Dei circa 5,2 milioni di clienti delle banche del Gruppo, circa 2,5 milioni utilizzano già i canali digitali “RelaxBanking”: è quindi essenziale integrare i canali per massimizzare il potenziale delle opportunità di interazione con la clientela, nell’ottica di consolidare la relazione.
Contact center, web e mobile verranno abilitati alla vendita diretta di prodotti e servizi, oltre che all’erogazione del post-vendita.
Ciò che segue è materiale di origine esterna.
PR #883, opened 2017-03-16
Remove params from ManualPublishingAPIExporter

chrisroos:
We weren't using the flexibility of being able to construct a `ManualPublishingAPIExporter` with different `export_recipient`s, `manual_renderer`s or `publication_log`s. Constructing them in the class makes this more explicit.


chrisroos:

PR #884, opened 2017-03-16
Remove params from ManualPublishingAPILinksExporter

chrisroos:
We weren't using the flexibility of being able to construct a `ManualPublishingAPILinksExporter` with different `export_recipient`s. Constructing it in the class makes this more explicit.


chrisroos:

PR #887, opened 2017-03-16
Rename manual document to section

### LINKED ISSUE #810: Investigate the difference between rendering pipelines of `ManualDocumentRenderer` and `SpecialistDocumentRenderer`
As per [@h-lame's comment on PR #798](https://github.com/alphagov/manuals-publisher/pull/798#discussion_r98923301).

> It feels like it might be a bug that this and the ManualDocumentRenderer you deal with in the next few commits are subtly different; this one doesn't do FootnoteSomethingSomething in its pipeline, but the ManualDocumentRenderer does. We should check obviously, but I think we can get rid of this one and replace it's single use with an instance of the ManualDocumentRenderer instead.

chrislo:
This set of commits removes references to `ManualDocument` and `manual_document` throughout the codebase, replacing them instead with `Section` and `section`. 

It's mostly fairly tedious, but along the way in d88b389 the rename revealed that we could combine `SectionRenderer` and `ManualDocumentRenderer` which fixes #810. It might be a good idea to check that I haven't missed anything obvious there. 

The most complicated commit is 1d69ee0 where the routes containing `manual_document` are renamed. This showed that some of the JS is quite coupled to how Rails generates HTML using its helpers. I will add a couple of small view specs to help catch this in the future as it turned out to be quite hard to debug. 

This PR doesn't leave the language used in the code in an entirely consistent state - there are still a lot of references to `document`, `document_id` and so on. But I think it's a step in the right direction. In d69ec30 I at least try to make the language used in the "English" bits of the feature specs consistent. 

Let me know if you think I should press on and fix all references to "document" too, or if I can land this as-is.


chrisroos:
I've just been through each commit relatively carefully and think it all looks good. I've also checked the branch out and clicked around the UI locally. Everything seems to be working as expected.

I don't think you should do any more renaming in this PR and think we should get it merged ASAP to avoid more merge/rebase pain.

chrislo:
Thanks @chrisroos - I'm going to merge this on the command line so I can add a bit of context to the merge commit.

floehopper:
😭

PR #888, opened 2017-03-16
Simplify OrganisationFetcher

chrisroos:
I think this is easier to understand. Previously the `instance` class
method returned an anonymous function that had to be `call`ed with an
organisation slug.


chrisroos:

PR #2393, opened 2023-02-08
Add master edition account deserialization to spl metadata

kespinola:
## Changes
- Include MasterEditionAccount to spl metadata to deserialize master edition v2 accounts

```rust
pub struct CreateDrop<'info> {
    /// authority over and payer for the drop
    #[account(mut)]
    pub authority: Signer<'info>,

    #[account(
        seeds = [state::PREFIX.as_bytes(), Metadata::id().as_ref(), metadata_mint.key().as_ref(), state::EDITION.as_bytes()],
        seeds::program = Metadata::id(),
        bump,
    )]

    #[account(constraint = master_edition.supply > 0)]
    pub master_edition: Account<'info, MasterEditionAccount>,
    
    ...
}
```

### DIFF
--- a/CHANGELOG.md
+++ b/CHANGELOG.md
@@ -12,6 +12,7 @@ The minor version will be incremented upon a breaking change and the patch versi
 
 ### Features
 
+- spl: Add `MasterEditionAccount` account deserialization to spl metadata ([#2393](https://github.com/coral-xyz/anchor/pull/2393)).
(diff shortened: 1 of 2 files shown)


Henry-E:
Usually it's nice see an example or two implementing the new type but this looks ok and people will surely complain soon if it breaks. Thanks for the PR!

kespinola:
@Henry-E updated PR description with usage example.

Henry-E:
I meant more like an example we run inside the `tests/` directory. It's kind of something that we're missing in general that we don't have a bunch of CPI examples in `tests/spl`. Someday

PR #2398, opened 2023-02-10
cli: Add arch option to use `build-sbf` or `build-bpf`

joncinque:
#### Problem

Some programs use `cargo build-sbf`, like the solana-program-library, but the verifiable builds through Anchor default to `cargo build-bpf`. I noticed this while performing a verifiable build of token-2022.

#### Solution

This adds an `--arch` flag to control using `build-sbf` if you pass in `--arch sbf`, defaults to `bpf`. This way, it'll be possible to support SBFv2 and any other format that might come out. I initially had this as a simple bool flag, but the arch flag makes more sense to me. Let me know what you think!


Henry-E:
Sounds good. In the future we should probably switch to `sbf` as the default option but probably best to leave it as `bpf` for now in the next anchor version.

E questo anche grazie all’evoluzione del CRM e dei sistemi di business intelligence.
Gli obiettivi nel WM
Il digitale sarà un asse portato anche per lo sviluppo della piattaforma di Wealth Management, con il potenziamento del front end relazionale: un ambito, questo, particolarmente rilevante per le linee di sviluppo del Gruppo, che ha fissato al 2025 un obiettivo di crescita della raccolta indiretta dai 52,2 miliardi del 2022 a 66,9 miliardi, con un forte impulso soprattutto dal risparmio gestito.
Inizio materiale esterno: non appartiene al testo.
PR #2399, opened 2023-02-16
`to_account_metas()`macro with `Vec::with_capacity(#length)`

Eliascm17:
Problem
- Up until this point, the `to_account_metas()` macro would use `.extend()` to append account metas to an already allocated vec which would make for unnecessary memory allocations which would also waste compute units. 

Solution
- Introduce `ToAccountMeta` trait that allowed us to:
   - introduce `to_account_meta()` method that returns a single account meta for the same number of `ToAccountMetas` implentations
   - update `to_account_metas()` method implementations that return a vec of `to_account_meta()`
- update `to_account_metas()` macro to: 
   - take into account the number of accounts in `Context<T>` and use that as an arg to pass into `Vec::with_capacity(#length)`
   - use `.push()` instead of `.extend()` when adding account metas to the vec which rids of the unnecessary memory allocations

Previously: 
Screenshot 2023-02-15 at 9 39 51 PM
Now: 
Screenshot 2023-02-15 at 9 40 06 PM

cc: shoutout @cavemanloverboy & @nickgarfield for doing all of the heavy lifting. Just trying to get this PR submission across the finish line.

### DIFF
--- a/lang/syn/src/codegen/accounts/to_account_metas.rs
+++ b/lang/syn/src/codegen/accounts/to_account_metas.rs
@@ -22,14 +22,14 @@ pub fn generate(accs: &AccountsStruct) -> proc_macro2::TokenStream {
             if is_optional {
                 quote! {
                     if let Some(#name) = &self.#name {
-                        account_metas.push(#name.to_account_metas(#is_signer));
+                        account_metas.push(#name.to_account_meta(#is_signer));
                     } else {
                         account_metas.push(AccountMeta::new_readonly(crate::ID, false));
                     }
                 }
             } else {
                 quote! {
-                    account_metas.push(self.#name.to_account_metas(#is_signer));
+                    account_metas.push(self.#name.to_account_meta(#is_signer));
                 }
             }
         })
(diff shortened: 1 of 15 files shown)


cavemanloverboy:
The changes here are rather impactful. There was one particular snippet of code that Elias showed me which did upwards of 16 memory allocations to construct a single `Vec<AccountMeta>`.

Aursen (changes requested):
Please can you remove `cpi_account`, `cpi_state`, `loader` and `state` from the accounts module?

Henry-E:
Going to run through this now but once we merge #2386 , the macros will have to be added to the new account types as well.

lang/syn/src/codegen/accounts/to_account_metas.rs
```diff
@@ -22,26 +22,30 @@ pub fn generate(accs: &AccountsStruct) -> proc_macro2::TokenStream {
...
-                        account_metas.extend(#name.to_account_metas(#is_signer));
+                        account_metas.push(#name.to_account_meta(#is_signer));
                     } else {
                         account_metas.push(AccountMeta::new_readonly(crate::ID, false));
                     }
                 }
             } else {
                 quote! {
-                    account_metas.extend(self.#name.to_account_metas(#is_signer));
+                    account_metas.push(self.#name.to_account_meta(#is_signer));
```
Henry-E, line 32: yeh, this basically breaks how composite accounts work. Since you're calling `to_account_metas` on the another account context type which has itself used the `derive(Accounts)` macro.

cavemanloverboy: There may be a way to handle this by checking if the type is a composite account.

Alternatively, would be nice if the `derive(Accounts)` macro also implemented `Iterator` and iterated through the accounts in order. This could allow you to call `to_account_meta` on each element of a composite account.

jamie-osec:

Issue #2231, opened 2022-10-18
Anchor is heap hungry


Arrowana:
# Problem

With transaction v2 and address lookup tables, it is now possible to do a lot more in a single program call and to do a lot more overall.
In fact, Jupiter is already capable of consuming up to 64 accounts (current account lock max) for routed swaps through multiple pools.

A new issue that arise is that the default heap is 32 * 1032 and a bump allocator (does not deallocate). As a result we start to see cases where we run out of heap.

https://github.com/solana-labs/solana/blob/d9b0fc0e3eec67dfe4a97d9298b15969b2804fab/sdk/program/src/entrypoint.rs#L101-L132 

```
> Program logged: "Error: memory allocation failed, out of memory"
> Program consumed: 471325 of 786985 compute units> Program returned error: "BPF program panicked"
> Program returned error: "Program failed to complete"
```

# Example trying to find out where the heap goes

Using the default BumpAllocator and logging of the pointer position I produced this log for a single CPI

one CPI to mercurial pool (using the to_account_infos and to_account_metas pattern) as does the CpiContext

8 accounts
AccountMeta => 8 * 34 = 408
AccountInfo => 12 * ? = ?

The log of the diff of the pointer position for each step of allocation
```
[2022-10-17T23:30:06.725476370Z DEBUG solana_runtime::message_processor::stable_log] Program log: after to_account_metas: 370
[2022-10-17T23:30:06.726310747Z DEBUG solana_runtime::message_processor::stable_log] Program log: after to_account_infos: 1686
```
so 2056 bytes of heap gone for that simple step.

I can produce a minimal repo to repro if people are interested but using.

# Possible solutions

- Investigate moving away from to_account_infos which allocates using a Vec and use some macro instead to build an array from the existing fields, but likely hard/impossible to do due to remaining_accounts.
- Find an implementation of the heap allocator that is still very cheap but allow reusing deallocation.
- Use some hacky solution to prevent heap allocation in great quantity

bonedaddy:
You can use the compute budget program to request more heap memory, I think you can request around double the heap memory

Arrowana:
I am aware of both of those solutions but i don't think they are great:
- request heap requires reimplementing the bump allocator only to change the heap LEN
- i cannot do with_capacity in the anchor CPI contexts from within my program, but i can amend anchor of course, however, we could default to with_capacity somehow, ignoring that in the general case there shouldn't be many remaining_accounts to push.

[...]

PR #2400, opened 2023-02-16
`to_account_infos()` macro with `Vec::with_capacity(#length)`

Eliascm17:
Problem
- similar to [PR 2399](https://github.com/coral-xyz/anchor/pull/2399), the `to_account_infos()` macro would use `.extend()` to append account infos to an already allocated vec which would make for unnecessary memory allocations which would also waste compute units.

Solution
- update `to_account_infos()` macro to: 
   - take into account the number of accounts infos in `AccountField` and use that as an arg to pass into `Vec::with_capacity(#length)`
   - use `.push()` instead of `.extend()` when adding account infos to the vec which rids of the unnecessary memory allocations

Previously:
Screenshot 2023-02-16 at 12 36 04 PM

Now:
Screenshot 2023-02-16 at 12 31 14 PM

cc: @cavemanloverboy & @nickgarfield

### DIFF
--- a/lang/syn/src/codegen/accounts/to_account_infos.rs
+++ b/lang/syn/src/codegen/accounts/to_account_infos.rs
@@ -17,14 +17,19 @@ pub fn generate(accs: &AccountsStruct) -> proc_macro2::TokenStream {
         .iter()
         .map(|f: &AccountField| {
             let name = &f.ident();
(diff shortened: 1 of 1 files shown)


Henry-E:
should have some effect on the issues noted here: https://github.com/coral-xyz/anchor/issues/2231

jamie-osec:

BCC Risparmio e Previdenza, in particolare, diventerà il centro di investimento di Gruppo, ampliando la gamma di prodotti e servizi in logica distributiva.
Bancassicurazione
Sul fronte della partnership bancassicurativa, resta aperta la partita per la Bancassicurazione Rami e Danni (eventualmente anche con accordi separati), con un accordo previsto entro fine 2023, dopo la riacquisizione del 70% delle joint venture con Generali.
Monetica
Prosegue, poi, l’esperienza di BCC Pay, con crescita commissionale che ha raggiunto e superato le previsioni a piano, confermando la strategia dell’operazione condotta con FSI. Non è esclusa una futura incorporazione anche di BCC POS, società che gestisce la rete fisica dei terminali e che, al momento, è al 100% della Capogruppo.
Cessione del Quinto
Non è escluso, inoltre, l’esercizio dell’opzione per l’acquisizione del 20% di Pitagora: l’attuale scadenza a fine 2023 potrebbe essere differita al 2024. Un esercizio che viene al momento giudicato “probabile”, visto che l’erogazione di finanziamenti con CQS ha registrato un forte incremento dei volumi nel primo trimestre 2023, ma nessuna decisione è ancora stata presa al momento, confermano dal Gruppo Iccrea.
La gestione degli NPL
Sul delicato tema dei crediti deteriorati, oggi il Gruppo ha un NPL ratio lordo al 3,5% (il netto all’1,6%), con una copertura dei crediti deteriorati al 55,4%. Un netto miglioramento rispetto alla situazione alla creazione della capogruppo, quando l’NPL ratio lordo superava il 15%.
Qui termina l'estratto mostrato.